Each line of the entries that mentions the string "insuranceCoverages" needs to be reported.

Saved entries
━━━━━━━━━━
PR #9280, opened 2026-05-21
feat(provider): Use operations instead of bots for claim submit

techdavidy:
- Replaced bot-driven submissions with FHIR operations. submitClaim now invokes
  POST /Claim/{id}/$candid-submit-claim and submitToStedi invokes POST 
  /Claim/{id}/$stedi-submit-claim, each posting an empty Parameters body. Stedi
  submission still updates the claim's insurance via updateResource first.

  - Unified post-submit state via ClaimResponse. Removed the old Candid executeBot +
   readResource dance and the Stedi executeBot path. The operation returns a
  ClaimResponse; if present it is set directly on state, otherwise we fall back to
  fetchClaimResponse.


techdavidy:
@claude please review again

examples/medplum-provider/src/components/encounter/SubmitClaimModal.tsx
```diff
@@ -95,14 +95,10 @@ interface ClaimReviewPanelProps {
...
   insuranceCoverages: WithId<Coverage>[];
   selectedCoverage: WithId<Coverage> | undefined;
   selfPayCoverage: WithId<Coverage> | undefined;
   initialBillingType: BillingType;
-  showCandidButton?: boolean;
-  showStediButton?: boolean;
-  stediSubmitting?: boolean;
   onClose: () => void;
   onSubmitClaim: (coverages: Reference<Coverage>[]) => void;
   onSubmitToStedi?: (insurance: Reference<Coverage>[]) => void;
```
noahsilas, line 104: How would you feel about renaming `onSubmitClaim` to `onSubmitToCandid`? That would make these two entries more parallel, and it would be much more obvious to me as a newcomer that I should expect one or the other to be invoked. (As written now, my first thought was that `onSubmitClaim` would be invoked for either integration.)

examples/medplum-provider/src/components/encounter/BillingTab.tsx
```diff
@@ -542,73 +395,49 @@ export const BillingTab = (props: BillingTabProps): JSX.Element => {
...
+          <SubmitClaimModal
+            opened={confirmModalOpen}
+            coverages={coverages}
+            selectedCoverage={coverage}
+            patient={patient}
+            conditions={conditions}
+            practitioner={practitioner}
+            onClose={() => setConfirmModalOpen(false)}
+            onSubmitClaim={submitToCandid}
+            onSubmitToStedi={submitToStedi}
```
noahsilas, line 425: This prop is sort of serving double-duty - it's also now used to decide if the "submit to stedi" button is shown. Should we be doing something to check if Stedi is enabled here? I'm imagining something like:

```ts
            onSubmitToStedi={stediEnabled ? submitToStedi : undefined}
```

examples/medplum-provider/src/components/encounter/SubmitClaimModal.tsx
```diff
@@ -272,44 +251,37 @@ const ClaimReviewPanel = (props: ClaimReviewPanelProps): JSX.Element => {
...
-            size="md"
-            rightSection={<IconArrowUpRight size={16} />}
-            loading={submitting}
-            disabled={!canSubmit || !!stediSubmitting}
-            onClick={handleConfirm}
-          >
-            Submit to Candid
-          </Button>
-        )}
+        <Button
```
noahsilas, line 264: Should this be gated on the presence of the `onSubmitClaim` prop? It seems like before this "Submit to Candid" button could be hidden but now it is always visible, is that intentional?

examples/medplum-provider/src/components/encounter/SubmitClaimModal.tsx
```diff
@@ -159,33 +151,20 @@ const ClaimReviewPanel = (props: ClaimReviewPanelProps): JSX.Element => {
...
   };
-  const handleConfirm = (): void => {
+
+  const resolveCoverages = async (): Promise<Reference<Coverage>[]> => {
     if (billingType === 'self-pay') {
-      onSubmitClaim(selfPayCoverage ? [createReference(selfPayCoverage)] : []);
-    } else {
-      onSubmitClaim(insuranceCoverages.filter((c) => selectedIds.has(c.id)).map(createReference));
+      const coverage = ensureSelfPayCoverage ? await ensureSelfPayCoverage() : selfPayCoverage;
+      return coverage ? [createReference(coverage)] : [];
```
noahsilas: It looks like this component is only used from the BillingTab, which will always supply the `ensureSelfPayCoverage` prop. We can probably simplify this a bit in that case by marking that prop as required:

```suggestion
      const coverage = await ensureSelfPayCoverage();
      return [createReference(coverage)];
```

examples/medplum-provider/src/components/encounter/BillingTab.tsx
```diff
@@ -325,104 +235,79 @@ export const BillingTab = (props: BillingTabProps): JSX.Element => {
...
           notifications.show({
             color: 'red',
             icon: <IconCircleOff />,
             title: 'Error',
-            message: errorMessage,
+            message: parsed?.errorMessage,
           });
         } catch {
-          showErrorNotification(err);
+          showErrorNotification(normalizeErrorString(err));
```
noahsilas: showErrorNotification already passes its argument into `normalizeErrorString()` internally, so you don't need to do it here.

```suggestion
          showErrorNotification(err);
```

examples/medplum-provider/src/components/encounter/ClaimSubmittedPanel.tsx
━━━━━━━━━━
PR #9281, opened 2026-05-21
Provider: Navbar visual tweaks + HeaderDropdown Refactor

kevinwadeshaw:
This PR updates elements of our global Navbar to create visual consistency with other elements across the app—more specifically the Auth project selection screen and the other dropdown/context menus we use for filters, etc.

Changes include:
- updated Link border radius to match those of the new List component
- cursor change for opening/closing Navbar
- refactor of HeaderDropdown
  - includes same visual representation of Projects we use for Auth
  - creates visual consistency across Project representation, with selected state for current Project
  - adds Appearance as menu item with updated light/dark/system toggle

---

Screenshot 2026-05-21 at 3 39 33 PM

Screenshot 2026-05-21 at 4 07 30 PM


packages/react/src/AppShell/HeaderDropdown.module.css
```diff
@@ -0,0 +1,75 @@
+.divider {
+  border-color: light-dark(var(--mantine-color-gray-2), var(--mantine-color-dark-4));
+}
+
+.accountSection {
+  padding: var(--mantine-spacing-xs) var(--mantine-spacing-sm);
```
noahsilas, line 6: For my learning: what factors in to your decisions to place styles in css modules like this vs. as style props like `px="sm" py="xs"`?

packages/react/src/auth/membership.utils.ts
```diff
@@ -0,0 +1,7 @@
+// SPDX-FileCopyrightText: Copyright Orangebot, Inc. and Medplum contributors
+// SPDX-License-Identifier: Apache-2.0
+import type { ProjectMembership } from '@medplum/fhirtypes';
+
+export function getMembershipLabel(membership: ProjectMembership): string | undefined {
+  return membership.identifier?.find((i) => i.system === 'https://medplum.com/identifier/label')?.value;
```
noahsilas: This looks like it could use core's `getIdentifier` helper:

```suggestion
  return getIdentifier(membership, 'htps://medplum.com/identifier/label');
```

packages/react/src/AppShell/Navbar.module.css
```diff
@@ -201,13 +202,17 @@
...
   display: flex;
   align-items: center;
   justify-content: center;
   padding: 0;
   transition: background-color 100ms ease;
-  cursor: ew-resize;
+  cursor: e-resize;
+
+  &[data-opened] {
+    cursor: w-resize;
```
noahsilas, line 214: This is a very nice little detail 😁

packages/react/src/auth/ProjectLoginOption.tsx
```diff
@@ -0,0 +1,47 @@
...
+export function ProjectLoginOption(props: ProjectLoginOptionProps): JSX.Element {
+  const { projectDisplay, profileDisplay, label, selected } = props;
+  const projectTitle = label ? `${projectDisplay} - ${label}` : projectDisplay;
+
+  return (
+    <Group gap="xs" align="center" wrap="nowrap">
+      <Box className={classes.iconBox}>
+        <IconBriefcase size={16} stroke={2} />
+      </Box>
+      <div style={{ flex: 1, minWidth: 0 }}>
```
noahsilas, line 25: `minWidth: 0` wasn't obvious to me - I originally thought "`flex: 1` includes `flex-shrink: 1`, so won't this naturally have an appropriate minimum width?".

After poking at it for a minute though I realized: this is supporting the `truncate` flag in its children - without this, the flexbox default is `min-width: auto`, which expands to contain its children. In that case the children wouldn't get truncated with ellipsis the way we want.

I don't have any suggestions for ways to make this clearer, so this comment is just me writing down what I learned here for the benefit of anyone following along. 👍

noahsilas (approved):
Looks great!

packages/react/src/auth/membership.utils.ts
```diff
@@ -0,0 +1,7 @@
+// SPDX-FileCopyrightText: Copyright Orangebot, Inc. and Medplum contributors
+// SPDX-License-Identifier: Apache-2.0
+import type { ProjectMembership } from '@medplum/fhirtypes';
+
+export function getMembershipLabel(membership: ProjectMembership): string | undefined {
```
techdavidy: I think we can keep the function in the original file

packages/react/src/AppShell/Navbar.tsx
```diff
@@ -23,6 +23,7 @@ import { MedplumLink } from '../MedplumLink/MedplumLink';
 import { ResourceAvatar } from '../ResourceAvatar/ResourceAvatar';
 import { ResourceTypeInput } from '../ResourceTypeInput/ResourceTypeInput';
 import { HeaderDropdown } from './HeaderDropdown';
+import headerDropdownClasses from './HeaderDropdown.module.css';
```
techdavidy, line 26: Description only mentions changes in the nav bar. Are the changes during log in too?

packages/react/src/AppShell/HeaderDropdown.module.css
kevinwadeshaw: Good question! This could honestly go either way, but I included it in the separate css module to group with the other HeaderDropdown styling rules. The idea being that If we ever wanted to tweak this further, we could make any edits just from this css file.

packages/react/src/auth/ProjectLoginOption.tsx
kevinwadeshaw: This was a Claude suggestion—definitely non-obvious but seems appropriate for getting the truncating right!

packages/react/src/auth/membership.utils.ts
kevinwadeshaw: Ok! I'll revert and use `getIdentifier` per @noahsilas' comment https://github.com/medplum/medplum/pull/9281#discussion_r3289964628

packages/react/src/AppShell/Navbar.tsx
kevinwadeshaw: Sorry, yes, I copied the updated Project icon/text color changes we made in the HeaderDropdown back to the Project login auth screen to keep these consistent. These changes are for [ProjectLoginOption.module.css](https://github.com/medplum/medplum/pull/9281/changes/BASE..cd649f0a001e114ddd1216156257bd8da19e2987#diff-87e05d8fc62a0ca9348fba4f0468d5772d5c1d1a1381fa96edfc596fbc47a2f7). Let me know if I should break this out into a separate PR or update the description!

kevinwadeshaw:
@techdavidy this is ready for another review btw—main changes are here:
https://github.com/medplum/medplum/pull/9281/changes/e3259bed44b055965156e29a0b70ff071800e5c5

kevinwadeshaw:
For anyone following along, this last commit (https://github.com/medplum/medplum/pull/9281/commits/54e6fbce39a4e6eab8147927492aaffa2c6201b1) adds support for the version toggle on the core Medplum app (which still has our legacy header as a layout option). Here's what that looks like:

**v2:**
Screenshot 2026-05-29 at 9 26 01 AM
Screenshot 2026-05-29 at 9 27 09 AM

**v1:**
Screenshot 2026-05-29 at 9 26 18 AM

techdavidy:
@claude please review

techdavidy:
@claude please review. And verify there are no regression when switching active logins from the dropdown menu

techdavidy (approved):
━━━━━━━━━━
### Task output
   insuranceCoverages: WithId<Coverage>[];
-      onSubmitClaim(insuranceCoverages.filter((c) => selectedIds.has(c.id)).map(createReference));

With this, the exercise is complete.